Subject: NC_018870:427357 Thermacetogenium phaeum DSM 12270 chromosome, complete genome

Lineage: Thermacetogenium phaeum; Thermacetogenium; Thermoanaerobacteraceae; Thermoanaerobacterales; Firmicutes; Bacteria

General Information: Nitrogen fixation. Thermophilic strictly anaerobic bacterium oxidizing acetate to CO2 in syntrophic association with a methanogenic partner.
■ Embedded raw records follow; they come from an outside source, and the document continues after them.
PR #4356, opened 2025-06-17
Extend existing KV test with instrumentation assertions

jmorrell-cloudflare:
This sets up a streaming tail worker for the existing KV tests, and then asserts against the telemetry that they emit today. Copies the approach in the [tail worker tests](https://github.com/cloudflare/workerd/blob/main/src/workerd/api/tail-worker-test.js).

There is no KV implementation in workerd so the existing KV tests [mock each response](https://github.com/cloudflare/workerd/blob/main/src/workerd/api/kv-test.js#L9). I could duplicate this logic into a separate test file to not disturb the existing tests, but thought that keeping everything together makes sense. As we extend the instrumentation logic this will likely encourage us to improve the coverage in the existing tests.

### DIFF
--- a/src/workerd/api/kv-instrumentation-test.js
+++ b/src/workerd/api/kv-instrumentation-test.js
@@ -16,7 +16,7 @@ export default {
           break;
         case 'attributes': {
           let span = spans.get(event.spanId);
-          for (let {name, value} of event.event.info) {
+          for (let { name, value } of event.event.info) {
             span[name] = value;
           }
           spans.set(event.spanId, span);
@@ -41,7 +41,9 @@ export const test = {
 
     // Recorded streaming tail worker events, in insertion order,
     // filtering spans not associated with KV
-    let received = Array.from(spans.values()).filter(span => span.name !== 'jsRpcSession');
+    let received = Array.from(spans.values()).filter(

Capable of growing with various substrates such as alcohols and methylated nitrogen compounds, and to reduce sulfate in the presence of acetate. Isolated from sludge of an anaerobic digester run at 58 degrees C. Thermacetogenium phaeum is a strictly anaerobic, homoacetogenic bacterium. It is exceptional because it can use the homoacetogenic Wood-Ljungdahl (CO- dehydrogenase) pathway both for acetate formation and acetate oxidation. Acetate oxidation is possible only in syntrophic cooperation with a methanogenic partner which maintains a low hydrogen and/or formate concentration in the coculture. With this, the bacterium operates close to the thermodynamic equilibrium of substrate conversion, similar to other syntrophically fermenting bacteria such as Syntrophomonas wolfei the genomes of which have been sequenced as well in the recent past.